JUFFAIR, Bahrain – The U.S. naval base in Bahrain looks like any of the other fenced-in little Americas that denote an overseas military community.
Inside a mall complex known as the "Freedom Souq," a food court features Taco Bell and an A&W American Grill. The Navy Exchange -- basically a Target for overseas military communities -- sells American flat-screen TVs, Nike sneakers, Dawn dish soap, pleated Dockers and Right Guard deodorant. Like every other base, vendors hawk the kind of local tchotchkes found in any airport, everything from hookah pipes to carved wooden camels, belly dancing costumes, and genie lamps.
But despite all the reassuring touches of Americana, the Arab Spring often erupts just down the road. The confrontation between Bahrain's Sunni ruling family and the predominantly Shiite protest movement seems, if anything, to be getting worse. The decision by Formula One authorities to go forward with the popular Grand Prix race on the island this weekend has sparked a renewed bout of protests against the decision -- and despite the Formula One chief's remarks that Bahrain is "quiet and peaceful," policemen were recently injured by homemade explosives thrown at them by protesters. Meanwhile, Bahraini security forces detained two Human Rights Watch officials on April 15 for observing a protest against the Grand Prix decision.
Some newly arrived sailors, civilians, and family members are nervous about being stationed in a far-flung locale like Bahrain, nestled in a region not known for its hospitality toward Americans. But when members of this 6,200-strong community pass the double layer of security at the gates of Naval Support Activity Bahrain and head out into "the economy," military-speak for a host nation, the comforts of home are not far away.
Hook your first left, past the taxi stand, and you are strolling along American Alley, a strip in the upscale Juffair neighborhood, a 10-minute drive east of Manama, that is replete with a Macaroni Grill, Starbucks, and Burger King.

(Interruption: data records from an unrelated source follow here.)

PR #12316, opened 2026-08-22
Use TypeName class names for JSON converter field suffixes

### LINKED ISSUE #11399: JSON Binding generator uses `toString()` on TypeName
`io.helidon.json.codegen.JsonConverterGenerator#ensureUpperStart(io.helidon.common.types.TypeName)` uses `toString` on type name, which may cause issues.

This can lead to fields named `serializerMyTestPerson>` (this was a symptom of another problem, but can be reproduced by adding `@Json.Entity` on a Helidon `BuilderBase` class.

tanvir-ux:
Fixes #11399

`JsonConverterGenerator.ensureUpperStart` built field suffixes from `TypeName.toString()`. That string includes generic syntax, so types such as `BuilderBase<MyTestPerson>` became identifiers like `serializerMyTestPerson>`.

Build the suffix from class name, enclosing names, type arguments, and array flag instead, and drop characters that are not valid in a Java identifier.

Tested with `JsonConverterGeneratorTest` (`mvn -Ptests -pl tests/codegen test -Dtest=JsonConverterGeneratorTest` from `json/`).

### DIFF
--- a/json/codegen/src/main/java/io/helidon/json/codegen/JsonConverterGenerator.java
+++ b/json/codegen/src/main/java/io/helidon/json/codegen/JsonConverterGenerator.java
@@ -1248,13 +1248,45 @@ class JsonConverterGenerator {
         }
     }
 
-    private static String ensureUpperStart(TypeName typeName) {
-        String className = typeName.toString();
-        int index = className.lastIndexOf(".");
-        if (index > -1) {
-            className = className.substring(index + 1);
+    /**
+     * Build a Java identifier suffix for converter fields from a type name.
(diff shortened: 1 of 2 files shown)


tanvir-ux:
OCA update: I signed in to https://oca.opensource.oracle.com/ and confirmed my Individual Agreement is submitted and currently **Under review** (submission date 2026-08-22; GitHub username `tanvir-ux`, email `tanviralamshuvo@gmail.com`). Happy to wait on Oracle approval — please ping if anything else is needed on my side.

barchetta:
@tanvir-ux thanks for the contribution. We are following up on the OCA.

"They get here and are a little frightened," one Navy wife told me. "Then they look and see there's a Dairy Queen. It does help."
But these days, community members don't go past the Mega Mart grocery store at the end of American Alley after 8 p.m. They are officially banned from doing so by Navy leadership.

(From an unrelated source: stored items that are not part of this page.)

PR #12320, opened 2026-08-24
Update development guidelines

tomas-langer:
Update the development guidelines to make code-review rules available to contributors.

Stable rule identifiers let contributors, reviewers, and related repositories cite or override individual rules without
copying their text or depending on headings that may change. Removed identifiers remain as tombstones so existing references
cannot silently acquire a different meaning.

The guidelines now:

- clarify Java, API, test, package, builder, and synchronization conventions;
- assign stable rule identifiers and anchors, with tombstones for removed rules;
- preserve legacy section anchors; and
- treat configured Checkstyle and copyright failures as guideline violations.

### DIFF
--- a/DEV-GUIDELINES.md
+++ b/DEV-GUIDELINES.md
@@ -16,6 +16,11 @@ not renumber or reuse them when rule names, text, or chapter organization change
 <a id="rule-0-3"></a>**Rule 0.3 — Preserve removed rules.** When removing a rule, keep its identifier and anchor in place
 with the text `Removed. This identifier is reserved.` An optional note may identify replacement rules.
 
+<a id="rule-0-4"></a>**Rule 0.4 — Treat repository checks as guidelines.** A failure from the repository-configured
+Checkstyle or copyright validation is a guideline violation even when this document does not enumerate the underlying
+requirement.
+
+<a id="general-coding-rules"></a>
 <a id="chapter-1"></a>
 ## 1. General coding rules
 
@@ -85,6 +90,7 @@ type name unless a name conflict or Java syntax requires a fully qualified name.
 <a id="rule-3-2"></a>**Rule 3.2 — Do not import types only for Javadoc.** Use the fully qualified name in Javadoc
 instead.
 
+<a id="package-and-module-structure"></a>
 <a id="chapter-4"></a>
 ## 4. Package and module structure
 
@@ -117,6 +123,7 @@ different concerns separate.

Clashes are a regular part of the evenings, as Shia youth engage the Bahraini police a few blocks away. And while Americans stationed here might not witness the violence firsthand, a night's battle is often felt. It's not for nothing that the country has come to be called "The Kingdom of Tear Gas": Sailors working late on base, a family stopping at TCBY for dessert, or single guys heading to JJ's Irish Bar or Club Buffalo are subject to the indiscriminate sting of the Bahraini police's weapon of choice for crowd dispersal, delivered via big-barreled guns that pop canisters into the night sky, blazing orange before they hit the ground and engulf everything, spreading with the wind.

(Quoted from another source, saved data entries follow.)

Issue #12321, opened 2026-08-24
Remove static service lookups from registry-managed services


tomas-langer:
Registry-managed service implementations must not use the static `io.helidon.service.registry.Services` facade for dependency lookup. They should inject required dependencies, or inject `ServiceRegistry` when programmatic selection is required.

Audit the core repository for registry-created paths which can reach `Services` calls. Replace confirmed usages while preserving static lookup only on direct-construction paths which cannot be reached through a registry-managed instance.

Some subsystems, including observability and configured clients, might require registry-based lifecycle and configuration design rather than passing `ServiceRegistry` through unrelated runtime contexts.

The API Javadoc restriction will be handled in a separate pull request.

PR #12322, opened 2026-08-24
Document service static lookup restriction

tomas-langer:
Documents that registry-managed service implementations must use injected dependencies, or an injected `ServiceRegistry` for programmatic lookup, rather than the static `Services` facade throughout their lifecycle.

Related to #12321.

### DIFF
--- a/service/registry/src/main/java/io/helidon/service/registry/Service.java
+++ b/service/registry/src/main/java/io/helidon/service/registry/Service.java
@@ -36,9 +36,9 @@ import io.helidon.common.types.TypeName;
 /**
  * A set of annotations (and APIs) required to declare a service.
  * <p>
- * A service managed by the service registry must never call methods on
+ * Any service instance created by the service registry must never call methods on
  * {@link io.helidon.service.registry.Services}. Required dependencies must be injected into the service. When
- * programmatic lookup is required, inject
+ * programmatic lookup is required during normal operation, inject
  * {@link io.helidon.service.registry.ServiceRegistry} instead. This restriction applies throughout the service lifecycle,
  * including construction, post-construct, business methods, and pre-destroy.
  */
@@ -164,9 +164,10 @@ public final class Service {
      * This also implies that instances that are NOT created within a scope cannot have their pre-destroy methods
      * invoked, as we do not control their lifecycle.
      * <p>
-     * A pre-destroy method must not call methods on {@link io.helidon.service.registry.Services}. Dependencies used during
-     * shutdown must be injected into the service. When programmatic lookup is required, inject
-     * {@link io.helidon.service.registry.ServiceRegistry} instead.
+     * A pre-destroy method is intended to release resources held by the service instance, not to interact with other services.
+     * It must not invoke methods that may instantiate another service. For example, it must not obtain a value from an
+     * injected {@link java.util.function.Supplier} or call an instance lookup method on an injected
+     * {@link io.helidon.service.registry.ServiceRegistry}.
      * <p>
      * The method must not have any parameters and must be accessible (not {@code private}).
      */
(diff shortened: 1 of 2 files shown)


service/registry/src/main/java/io/helidon/service/registry/Service.java
```diff
@@ -35,6 +35,12 @@
 
 /**
  * A set of annotations (and APIs) required to declare a service.
+ * <p>
+ * A service managed by the service registry must never call methods on
```
danielkec: `@Service.PerLookup` is explicitly documented below as producing instances that are "not managed," so this wording can be read as excluding that supported registry-created scope. For example:

```java
@Service.PerLookup
class Consumer {
    @Service.Inject
    Consumer() {
        Services.get(Dependency.class);
    }
}

localRegistry.get(Consumer.class);
```

The registry still constructs, injects, and post-constructs `Consumer`, while `Services.get(...)` queries `GlobalServiceRegistry`; with a non-global registry this can resolve a different dependency from the one that created the service.

service/registry/src/main/java/io/helidon/service/registry/Service.java
```diff
@@ -158,6 +164,10 @@ private Service() {
      * This also implies that instances that are NOT created within a scope cannot have their pre-destroy methods
      * invoked, as we do not control their lifecycle.
      * <p>
+     * A pre-destroy method must not call methods on {@link io.helidon.service.registry.Services}. Dependencies used during
+     * shutdown must be injected into the service. When programmatic lookup is required, inject
+     * {@link io.helidon.service.registry.ServiceRegistry} instead.
```
danielkec: An injected `ServiceRegistry#get(...)` can still activate services during shutdown. `ScopedRegistryImpl.deactivate()` snapshots active services before invoking pre-destroy methods, so a first lookup here creates a service after that snapshot and the new service never receives its own pre-destroy callback:

```java
@Service.PreDestroy
void stop() {
    registry.get(LazyService.class); // first lookup
}
```

This can leave resources owned by `LazyService` active after the registry has shut down.

danielkec (commented):
Two documentation-contract issues found at the current head.

service/registry/src/main/java/io/helidon/service/registry/Service.java
tomas-langer: I will clarify the javadoc, that this is for all services whose instances are created by the registry.

service/registry/src/main/java/io/helidon/service/registry/Service.java
tomas-langer: Also I will clarify the javadoc, that pre destroy method cannot invoke "things" that could instantiate a service (injected suppliers, or any getters from the `ServiceRegistry` instance)

service/registry/src/main/java/io/helidon/service/registry/Service.java
```diff
@@ -158,6 +164,11 @@ private Service() {
      * This also implies that instances that are NOT created within a scope cannot have their pre-destroy methods
      * invoked, as we do not control their lifecycle.
      * <p>
+     * A pre-destroy method is intended to release resources held by the service instance, not to interact with other services.
```
danielkec, line 167: `WebServerStarterService.preDestroy()` already calls `stop()` on its injected singleton `LoomServer`:

```java
if (server != null) {
    server.stop();
}
```

Because this dependency was instantiated before pre-destroy, the interaction cannot cause the shutdown activation leak, but this sentence still describes that core shutdown path as contrary to `@PreDestroy`'s intent. The next sentence and the earlier discussion limit the restriction to operations that may instantiate another service.

danielkec (commented):
One current-head documentation-contract issue found.

service/registry/src/main/java/io/helidon/service/registry/Service.java
tomas-langer: no, this is exactly the intention - the resource that was opened is the webserver and its resources. This is not a contradiction.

As the tiny island enters year two of its uprising, this is the new normal for Americans stationed in Bahrain: a slightly askew existence, with plenty of Western comforts, occasionally punctured by the tumult simmering around them.
The base here, headquarters of the Navy's 5th Fleet, is the cornerstone of the U.S.-Bahrain relationship -- a critical facility that spearheads the Navy's power projection across the Persian Gulf as it attempts to curb the ambitions of Iran, whose port city of Bushehr -- home to the country's first nuclear power plant -- sits roughly 190 miles away. The physical manifestation of America's awkward courtship with the kingdom's rulers, military life here generally means a series of inconveniences: heading inside if the tear gas wafts into your neighborhood, and sticking towels under the door to prevent it from seeping into homes. The Internet slows down when the largest clashes are underway. Drives are planned to avoid demonstrations, and trips to the mall sometimes mean passing burning tire piles.